EVI scoring rubric (1–5)

1. Revenue uplift (weight 30%)

Question: How much incremental revenue is attributable to using this data?

Score

Descriptor

1 – 2 None  or negligible

No demonstrated revenue impact. No experiments, or A/B tests show no material uplift.

3 – 4
Minor

Small, local uplift (<0.5% of relevant revenue stream or <0.1% of total revenue). Benefits not yet stable or only in pilots.

5 – 6 Moderate

Clear, measured uplift (0.5–2% of relevant revenue, or 0.1–0.5% of total revenue) in at least one scaled use case.

7 – 8 Significant

Strong, recurring uplift (2–5% of relevant revenue, or 0.5–1% of total revenue) across multiple use cases or regions.

9-10
Major driver

Material revenue driver (>5% of relevant revenue, or >1% of total revenue). Data is essential to core revenue‑generating engines (pricing, cross‑sell, product success).

2. Cost savings / avoidance (weight 30%)

Question: How much cost does this data save or help avoid?

Score

Descriptor

1 – 2 None  or negligible

No observable reduction in operating costs, losses, or manual work.

3 – 4
Minor

Some localised savings (e.g. a small team’s workload), but <0.5% of relevant cost base. Benefits anecdotal or not tracked systematically.

5 - 6
Moderate

Measurable savings (0.5–2% of relevant cost pool: e.g. claims, operations, servicing), verified by finance or operations.

7 - 8
Significant

Ongoing cost reduction (2–5% of a major cost pool, or 0.5–1% of total operating expense), sustained over time.

9 - 10
Major driver

Structural cost advantage (>5% of a major cost pool or >1% of total opex). Data is key to automation, capacity reduction, or structural efficiency.

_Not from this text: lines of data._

PR #760, opened 2023-02-19
fix(renderer): remove closed windows from floating_windows

### LINKED ISSUE #759: [Bug] Resizing in tmux pane errors
Resizing in a tmux pane gives an error message:

```
[Neo-tree ERROR] Error in event handler for event vim_resized[table: 0x7fcde9dc7048]: ...q/.local/share/nvim/lazy/nui.nvim/lua/nui/utils/init.lua:23: Invalid window id: 1027
```

nhat-vo:
Fixes #759 by cleaning up invalid windows from `floating_windows`, which is called on `events.VIM_RESIZED`


lua/neo-tree/ui/renderer.lua
```diff
@@ -933,6 +922,22 @@ M.is_window_valid = function(winid)
   end
 end
 
+M.update_floating_window_layouts = function()
+  for i, win in ipairs(floating_windows) do
+    --first remove any invalid windows
+    if M.is_window_valid(win.winid) == false then
+      table.remove(floating_windows, i)
+    else
```
cseickel, line 930: Removing values from the middle of a table you are iterating on is a bad idea and could produce bugs. In practice we don't usually have more than one window in this collection so you may not have noticed any bugs in testing, but one day this could come back to bite somebody.

It's also generally a good idea to use truthy assertions rather than negative ones where possible, because it is a little easier to read them.

I would suggest:
```suggestion
    valid_windows = {}
    if M.is_window_valid(win.winid) then
      table.insert(valid_windows, win)
```

and then at the end of the loop you can assign:
```lua
  floating_windows = valid_windows
```
to get rid of any invalid windows you may have found along the way.

nhat-vo: Yes, thank you for the comment. I forgot the fact that `table.remove()` could cause bugs in a loop.

cseickel (approved):

PR #762, opened 2023-02-21
fix(command): do not collapse root node

### LINKED ISSUE #646: Issue when closing node together with hide_root_node
👋🏼,

I've been trying the `hide_root_node` setting, since it gives a cleaner look but noting that it doesn't play nicely when triggering `close_node`. It basically leaves you in a state that is completely empty and triggering `open` results in an error. The only way, that I've found, to repair the state is to press <kbd>R</kbd>. 

Reproduce:
- Enable `hide_root_node`.
- Open `Neotree`.
- Press `C`.
- You're now in an empty state.
- Press `CR`: it should give you an error.
- Press `R` to reset and repair the state.

nhat-vo:
Fixes #646. I added some checks in `close_node` to prevent it from collapsing the root node (similarly to `close_all_nodes`).

### DIFF
--- a/lua/neo-tree/sources/common/commands.lua
+++ b/lua/neo-tree/sources/common/commands.lua
@@ -152,7 +152,10 @@ M.close_node = function(state, callback)
     target_node = parent_node
   end
 
-  if target_node and target_node:has_children() then
+  local root = tree:get_nodes()[1]
+  local is_root = target_node:get_id() == root:get_id()
+
+  if target_node and target_node:has_children() and not is_root then
     target_node:collapse()
     renderer.redraw(state)
     renderer.focus_node(state, target_node:get_id())


lua/neo-tree/sources/common/commands.lua
```diff
@@ -152,7 +152,10 @@ M.close_node = function(state, callback)
     target_node = parent_node
   end
 
-  if target_node and target_node:has_children() then
+  local root = tree:get_nodes()[1]
```
cseickel, line 155: I'm not sure if this is the best way to determine if it the root or not. What happens when the hide root config is used? Is the root still in this collection at position 1 or could that be a normal folder that should be collapsible?

nhat-vo: I have tested the code with the `hide_root_node` config set, and things work well. According to the [nui's documentation](https://github.com/MunifTanjim/nui.nvim/tree/main/lua/nui/tree#treeget_nodes), `get_nodes` returns a list of roots of the tree, and in our case it is a singular list containing the directory's root.

If I'm not wrong then `hide_root_node` is only used [here](https://github.com/nvim-neo-tree/neo-tree.nvim/blob/main/lua/neo-tree/ui/renderer.lua#L1128), which only prevent the root node from being rendered from the screen. The tree itself is never modified, so I believe the `root` node should remain the same.

cseickel: OK, just wanted to make sure that situation was tested. Thanks for the explanation.

cseickel (approved):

3. Risk reduction / capital efficiency (weight 20%)

Question: How does this data improve risk management, capital use, or regulatory outcomes?

Score

Descriptor

1 – 2 None or unclear

No identified impact on risk metrics, capital requirements, or regulatory fines.

3 - 4
Incidental

Some qualitative sense that risk is better managed (fewer surprises, better monitoring), but no quantified capital or loss impact.

5 – 6 Measured reduction

Quantified reduction in losses, provisions, or capital (e.g. fewer defaults, better fraud detection) equivalent to 0.1–0.3% of RWA or similar risk base.

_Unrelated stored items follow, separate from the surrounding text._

PR #779, opened 2023-02-27
fix: do not auto clean up buffers after session restore, unless opted in

### LINKED ISSUE #778: Automatic buffer cleaning after session restore should be opt-in
@nhat-vo @cseickel this breaks when using `views` in neovim with `mkview` and `loadview`. It seems that Neo-tree now thinks that it is restoring a session, so it closes the neotree sidebar that's open even though I'm not restoring an entire session. This needs to be fixed

_Originally posted by @mehalter in https://github.com/nvim-neo-tree/neo-tree.nvim/issues/748#issuecomment-1447124435_

cseickel:
fixes #778

This moves the session cleanup functionality to an opt-in feature instead of enabling it automatically for everyone.

The new config option is:
```lua
  auto_clean_after_session_restore = false, -- Automatically clean up broken neo-tree buffers saved in sessions
```

I also moved the first cleanup action from the renderer to the setup function.

### DIFF
--- a/lua/neo-tree/defaults.lua
+++ b/lua/neo-tree/defaults.lua
@@ -9,6 +9,7 @@ local config = {
     "git_status",
   },
   add_blank_line_at_top = false, -- Add a blank line at the top of the tree.
+  auto_clean_after_session_restore = false, -- Automatically clean up broken neo-tree buffers saved in sessions
   close_if_last_window = false, -- Close Neo-tree if it is the last window left in the tab
   -- popup_border_style is for input and confirmation dialogs.
   -- Configurtaion of floating window is done in the individual source sections.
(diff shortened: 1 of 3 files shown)


cseickel:
@nhat-vo Can you test this out and confirm it still works as expected when you opt-in to the functionality by setting `auto_clean_after_session_restore = false,` in your config? 

Also, let me know if you think that is a good name for the config option.

cseickel:
Thanks for confirming @nhat-vo. 

After thinking about this, I realize that any new functionality needs to be opt-in because you never now how it may interact with all of the different setups people have, especially when doing something like deleting buffers with an autocmd. Even if the default value is eventually `true`, you still need an escape hatch for people to be able to disable it when they need to.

7 – 8 Significant improvement

Clear reductions in losses/capital (0.3–1% of RWA or equivalent), or materially lower regulatory incident/penalty rates.

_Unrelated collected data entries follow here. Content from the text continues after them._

PR #790, opened 2023-03-08
fix: error opening file when window.width is not lua number

### LINKED ISSUE #789: error opening file when window.width is not lua number and neo-tree is only opened window
When I set window.width to a string or a function, neo-tree throws an error when trying to open a file when neo-tree is the only window open.

 It works fine when I have neo-tree open and another window open, only when neo-tree is the only buffer open, it breaks.

Example setup:
```lua
require("neo-tree").setup({
  window = {
    width = "30%"
  }
})
```
Error code:
```
E5108: Error executing lua: ...cal/share/nvim/lazy/neo-tree.nvim/lua/neo-tree/utils.lua:508: Expected lua number
stack traceback:
        [C]: in function 'nvim_win_set_width'
        ...cal/share/nvim/lazy/neo-tree.nvim/lua/neo-tree/utils.lua:508: in function 'open_file'
        ...y/neo-tree.nvim/lua/neo-tree/sources/common/commands.lua:561: in function 'open'
        ...y/neo-tree.nvim/lua/neo-tree/sources/common/commands.lua:592: in function 'open_with_cmd'
        ...y/neo-tree.nvim/lua/neo-tree/sources/common/commands.lua:601: in function 'open'
        ...o-tree.nvim/lua/neo-tree/sources/filesystem/commands.lua:184: in function 'func'
        ...are/nvim/lazy/neo-tree.nvim/lua/neo-tree/ui/renderer.lua:782: in function <...are/nvim/lazy/neo-tree.nvim/lua/neo-tree/ui/renderer.lua:780>
```

From my understanding of the code, I'm guessing it works normally because neo-tree uses nui to open the split, and nui accepts percentages and functions. However, when opening a file when neo-tree is the only window, `vim.api.nvim_win_set_width` is called and `window.width` is passed without any extra processing.

Perhaps the code similar to [calc_container_width](https://github.com/nvim-neo-tree/neo-tree.nvim/blob/aec592bb1f0cf67f7e1123053d1eb17700aa9ed4/lua/neo-tree/sources/common/container.lua#LL20C4-L20C4) could be used, as container width support strings and functions already.

williamhCode:
fixes #789. One comment is that if the width is invalid, normally neo-tree still works and doesn't throw an error. However, since I added this fix, errors only appear if you happen to open a file when there's no other windows (which only happens rarely). This is a bit inconsistent and might confuse users, should we bother at all?

### DIFF
--- a/lua/neo-tree/utils.lua
+++ b/lua/neo-tree/utils.lua
@@ -495,7 +495,28 @@ M.open_file = function(state, path, open_cmd)
       -- TODO: make this configurable, see issue #43
       if is_neo_tree_window then
         -- Neo-tree must be the only window, restore it's status as a sidebar
-        local width = M.get_value(state, "window.width", 40, false)
+        local default_width = 40
+        local width = M.get_value(state, "window.width", default_width, false)
+        local available_width = vim.api.nvim_win_get_width(0)
+        if type(width) == "string" then
+          if string.sub(width, -1) == "%" then
+            width = tonumber(string.sub(width, 1, #width - 1)) / 100
+          else
+            width = tonumber(width)
+          end
+          width = math.floor(available_width * width)
+        elseif type(width) == "function" then
+          width = width()
+          if type(width) ~= "number" then
+            width = default_width
+          else
+            width = math.floor(width)
+          end
+        elseif type(width) == "number" then
+          width = math.floor(width)
+        else
+          width = default_width
+        end
         local nt = require("neo-tree")
         local split_command = "vsplit "
         -- respect window position in user config when Neo-tree is the only window


cseickel:
> errors only appear if you happen to open a file when there's no other windows (which only happens rarely). This is a bit inconsistent and might confuse users, should we bother at all?

I would say that in this context, we should just set `width` to the default value of `40` and not throw any errors. If we are going to validate the value, it should really be done in the setup method.

williamhCode:
I updated the commit so it matches nui's size handling more and sets the default value of 40. There's still things that don't quite match, such as if the width is very small and if the width is invalid. Because of this, I'm thinking maybe instead of doing a vsplit, we could just switch the current window to the file, then toggle the tree. Then, we don't have to try to match the width handling to nui.

cseickel:
> we could just switch the current window to the file, then toggle the tree. Then, we don't have to try to match the width handling to nui.

That won't work. A lot of people get really finicky about seeing the window open and close. There's also the issue of the built-in window stealing prevention and having to keep the cursor and scroll in the same positions.

I think what you have here is good.

cseickel (approved):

9 – 10 Strategic risk asset

Data is core to risk and capital strategy: supports models or processes that materially lower capital charges, avoid large fines, or enable entry into risk‑sensitive markets.

4. Net value after costs (weight 20%)

Question: What is the net economic contribution once we include CVI (all relevant data costs)?

Score

Descriptor

1 – 2 Negative

EVI (revenue + savings + risk benefit) < CVI. Net value is negative or uncertain; no clear business case.

3 – 4 Marginal

EVI only slightly exceeds CVI (EVI ≈ 0–0.5× CVI). Payback is long or fragile; the project is vulnerable to small shocks.

5 – 6 Acceptable

EVI is 0.5–2× CVI. Positive business case with reasonable payback, but not a standout investment.

7 – 8 Strong

EVI is 2–5× CVI. Clear, robust ROI; data is a strong economic asset.

9 – 10 Exceptional

EVI > 5× CVI, or EVI is large and highly resilient. This is a star asset in the portfolio.

5. Computing the composite EVI score

  1. For each dataset/use case, assign 1–5 for each dimension based on the descriptors.
  2. Compute a weighted average:

𝐸𝑉𝐼=0.30⋅𝑅𝑢+0.30⋅𝐶+0.20⋅𝑅𝑘+0.20⋅𝑁

Where:

  • 𝑅𝑢 = Revenue uplift score
  • 𝐶 = Cost savings / avoidance score
  • 𝑅𝑘 = Risk / capital impact score
  • 𝑁 = Net value after costs score

We can then rank assets by EVI and by EVI/CVI to guide capital allocation.